2 dagen voor de marathon:

Drink voldoende water goed verdeeld over de dag. Vul dit aan met elektrolyten (bijvoorbeeld ORS, sportdrank of tabletten met natrium, kalium en magnesium), zeker als je veel zweet of als het warm weer wordt op raceday.

1 dag voor de marathon:

Drink regelmatig tot zo’n 3 liter water per dag. Bouw na het avondeten een beetje af zodat je ’s nachts niet drie keer uit bed moet.

Ochtend van de marathon:

Drink 500 ml tot 750 ml in de laatste 2 tot 3 uur voor de start, eventueel met elektrolyten. Drink geen tot weinig water meer in het laatste halfuur voor de race. Een klein slokje mag, maar houd het rustig voor je maag.
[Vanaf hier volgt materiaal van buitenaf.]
PR #618, opened 2026-05-20
fix: path_via_db() DB-backed BFS fallback for cold-start graph cache (#612)

### LINKED ISSUE #612: [infra-001] test_context_graph_path_found: no tick-force mechanism for path mode BFS graph rebuild
## Discovered By

Integration test: `suites/test_tools.py::test_context_graph_path_found` (vnc-020 AC-31)

## Expected Behavior

The integration test should be able to write entries, add graph edges, trigger a graph cache rebuild, and then call `context_graph(mode="path", ...)` to verify the BFS path is found.

## Actual Behavior

`path` mode uses the in-memory `TypedRelationGraph` which is rebuilt each tick (default 15 minutes). After writing entries and edges via MCP, the graph cache is not yet populated. Calling path mode immediately returns `{ found: false }` because the new edges are not yet in the in-memory snapshot.

The `fast_tick_server` fixture (UNIMATRIX_TICK_INTERVAL_SECS=30) reduces the wait but still requires a ~30 second sleep to be reliable — violating test determinism requirements.

## What Is Needed

A tick-force mechanism accessible through the MCP interface (or a test-mode `UNIMATRIX_TICK_NOW=1` env var) that immediately triggers a graph rebuild, allowing integration tests to validate path mode without sleeping.

## Server Logs

N/A — this is a test infrastructure limitation, not a server crash.

## Reproduction

```bash
cd product/test/infra-001
python -m pytest suites/test_tools.py::test_context_graph_path_found -v
```

## Notes

Discovered during infra-001 integration testing for vnc-020. Not caused by the current feature under development.
The path mode BFS logic is covered by unit tests (test_handle_path_1hop_from_id_not_in_hops, test_handle_path_2hop_from_id_not_in_hops, etc.).
The `test_context_graph_path_no_path_disconnected` (AC-14) is NOT affected — it tests `found: false` which is the default before graph rebuild.

dug-21:
## Summary

- `context_graph` path mode used BFS exclusively over the in-memory `TypedRelationGraph` snapshot, which is only rebuilt by the background tick (default 15 min). On cold-start or cycle-detected state, the snapshot is empty — path mode returned `{ found: false }` immediately after any `context_edge add` write.
- Added `path_via_db()`: BFS over live `GRAPH_EDGES` SQL using the existing `query_direct_neighbors` function, triggered when `state.use_fallback == true`.
- `handle_path` now extracts both `typed_graph` and `use_fallback` in the same lock guard, then branches before the in-memory BFS steps.
- Fan-out capped at `MAX_DB_NEIGHBORS_PER_NODE = 1000` via `.truncate()` post-fetch (consistent with filter/inverse mode caps).
- Removed `@pytest.mark.xfail` from `test_context_graph_path_found`; test now passes in ~8s without any sleep.

## Changed Files

- `crates/unimatrix-server/src/mcp/graph_read_path.rs` — `path_via_db()` + lock guard fix
- `crates/unimatrix-server/src/mcp/graph_read_path_tests.rs` — refactored to stay under 500 lines
- `crates/unimatrix-server/src/mcp/graph_read_path_db_tests.rs` — new cold-start regression test
- `product/test/infra-001/suites/test_tools.py` — xfail removed, stale comment updated
- `product/features/bugfix-612/` — agent reports

## Test Plan

- [x] `test_handle_path_db_fallback_cold_start_finds_path` — cold-start unit test (writes edges, no rebuild, asserts found=true)
- [x] Full workspace unit tests: all pass (3184 server lib tests)
- [x] Clippy: no new warnings in changed files
- [x] Integration smoke: 23/23 pass
- [x] `test_context_graph_path_found`: PASS (xfail removed, no sleep needed)
- [x] Graph integration suite: 30/30 pass

Closes #612


dug-21:
## Security Review — bugfix/612-path-db-fallback

---

### Scope

Cold read of `git diff main...HEAD` against the investigator and dev reports. Four changed artifacts:
- `crates/unimatrix-server/src/mcp/graph_read_path.rs` — new `path_via_db()` function + `use_fallback` branch
- `crates/unimatrix-server/src/mcp/graph_read_path_db_tests.rs` — new regression test
- `crates/unimatrix-server/src/mcp/graph_read_path_tests.rs` — test module linkage
- `product/test/infra-001/suites/test_tools.py` — xfail removal + comment cleanup

---

### OWASP Assessment

**SQL Injection (OWASP A03)**
Clean. `path_via_db()` passes edge_types to `query_direct_neighbors` as a `&[&str]` slice. The SQL in `graph_queries_neighbors.rs` builds `IN (?, ?, ...)` with numbered positional placeholders (`?1`, `?2`, ...) and binds each type string via `.bind(*t)`. The entry ID is also bound as `i64`. No string interpolation of untrusted values. The `relation_type` strings returned from the DB flow back to the caller as `PathHop.relation_type` — they do not re-enter any SQL. Injection risk: none, including second-order.

**Input Validation (OWASP A03)**
`path_via_db()` receives its inputs after all caller-side validation has already run (Steps 1–6 of `handle_path`): `from_id`/`to_id` validated as `u64`, depth clamped to `[1, 10]`, `edge_types` parsed through `parse_relation_types()` which rejects any unrecognized type name via an allowlist (`RelationType::from_str`). No new input surface introduced.

**Access Control (OWASP A01)**
No change to trust boundary. `use_fallback` is owned by the server process; MCP callers cannot influence it. The same `store.read_pool_server()` connection used everywhere else on the read path is reused — no escalation to the write pool.

**Denial of Service / Resource Exhaustion**
`MAX_DB_NEIGHBORS_PER_NODE = 1000` caps DB rows fetched per BFS hop via `.truncate()`. Combined with `max_depth` (max 10) and the visited set preventing re-enqueue, the effective frontier is bounded by distinct entry count. Identical risk profile to the in-memory BFS.

**Deserialization / Secrets / Dependencies**
No new deserialization of untrusted data. No hardcoded credentials, tokens, or API keys anywhere in the diff. No new crates added.

---

### Behavioral Divergence (documented, not a security concern)

`path_via_db()` documents an intentional behavioral gap: nodes with > 1000 outgoing edges of the requested type may have some neighbors silently skipped in DB mode, while the in-memory path has no per-hop fan-out cap. Failure mode if the cap fires is `found: false` (false negative), not information disclosure or privilege escalation. This divergence vanishes once the background tick fires and `use_fallback` becomes `false`.

---

### Blast Radius

If `path_via_db()` has a subtle bug (visited-set key regression, depth off-by-one):
- **Failure mode**: returns `found: false` when a path exists, or returns a path missing supersession resolution. Safe failure — no data corruption, no privilege escalation, no information disclosure.
- **Scope**: `context_graph path` calls only while `use_fallback = true` (cold-start window or post-cycle-detection). In-memory BFS is entirely untouched.
- **Blast boundary**: read-only path. No write paths touched.

---

### Regression Risk

Low. The change is additive — new branch fires only when `use_fallback = true`. Existing in-memory BFS (Steps 8–13 of `handle_path`) is unchanged. The xfail removal is correct: the assertion is identical, not weakened. The new unit test correctly simulates cold-start without `rebuild()` and asserts full path shape including ADR-005 invariant (from_id not in hops).

---

**No blocking findings. Cleared for merge.**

Gelletjes tijdens de marathon

Als het goed is heb je in de afgelopen maanden zelf getraind op het aantal gelletjes wat je meeneemt tijdens de marathon. Dit verschilt namelijk per loper. Sommige lopers redden het met vier gelletjes terwijl andere lopers minstens acht gelletjes (elke 5 kilometer één) meenemen voor onderweg. Denk ook aan of je met cafeïne wilt, liever zonder of juist een mix van allebei.

Na het lezen van deze tips weet je precies wat je moet eten en drinken om fit en vol energie aan de start te verschijnen. Laat die marathon maar komen: jij bent er klaar voor!